== Segment start ==

PR #190, opened 2022-10-28
FrameRate Changes, Implement CFR and estimated buffer framerate

Quackdoc:
this sets the framerate toggle to a proper CFR, and implements buffrate for encoder hinting

buffrate is used to preserve VFR on encoders that require a framerate cap or target framerate (IE encoders without proper VFR support). it can also be used as a soft fps cap, but unless set at an integer value of the display, it may provide poor results.

### DIFF
--- a/config.h.in
+++ b/config.h.in
@@ -1,7 +1,6 @@
 #pragma once
 
 #define DEFAULT_CODEC "@default_codec@"
-#define DEFAULT_FRAMERATE @default_framerate@
 #define DEFAULT_AUDIO_CODEC "@default_audio_codec@"
 #define DEFAULT_AUDIO_SAMPLE_RATE @default_audio_sample_rate@
 #define FALLBACK_AUDIO_SAMPLE_FMT "@fallback_audio_sample_fmt@"
--- a/manpage/wf-recorder.1
+++ b/manpage/wf-recorder.1
@@ -69,7 +69,7 @@ To modify codec parameters, use
 .Fl p Ar option_name=option_value
 .Pp
 .It Fl r , -framerate Ar framerate
-Changes an approximation of the video framerate. The default is 60.
+Changes an approximation of the video framerate.
 .Pp
 .It Fl d , -device Ar encoding_device
 Selects the device to use when encoding the video.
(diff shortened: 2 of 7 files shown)


ammen99:
Hi, thank you for working on this, but I think the docs need to be clarified. Even I am not sure what buffrate is, and what framerate is (basically, what is the difference between -B and -r)? When would I use the one, when the other?

Quackdoc:
Ill amend this to be clear when I get the chance, but buffrate sets the buffer input device's framerate, where as framerate uses the fps frame filter to set framerate, 

the reason for the distinction is that when we set the buffer device framerate, you use the video buffer video filter, which in ffmpeg more or less acts as a video source device. so what we are doing is telling ffmpeg the framerate to expect as the input stream. this is not a hard framerate, but rather a maximum framerate to expect, this lets it work as a framerate cap so to speak. this means that ffmpeg should never encode more FPS then the buffrate, it also however does still allow sending lower FPS then the buffer is set to, hence preserving VFR while setting a cap on the framerate.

== Segment end ==

Each line containing the word "also" must be pulled from the listing and copied.

buffrate is used to preserve VFR on encoders that require a framerate cap or target framerate (IE encoders without proper VFR support). it can also be used as a soft fps cap, but unless set at an integer value of the display, it may provide poor results.
the reason for the distinction is that when we set the buffer device framerate, you use the video buffer video filter, which in ffmpeg more or less acts as a video source device. so what we are doing is telling ffmpeg the framerate to expect as the input stream. this is not a hard framerate, but rather a maximum framerate to expect, this lets it work as a framerate cap so to speak. this means that ffmpeg should never encode more FPS then the buffrate, it also however does still allow sending lower FPS then the buffer is set to, hence preserving VFR while setting a cap on the framerate.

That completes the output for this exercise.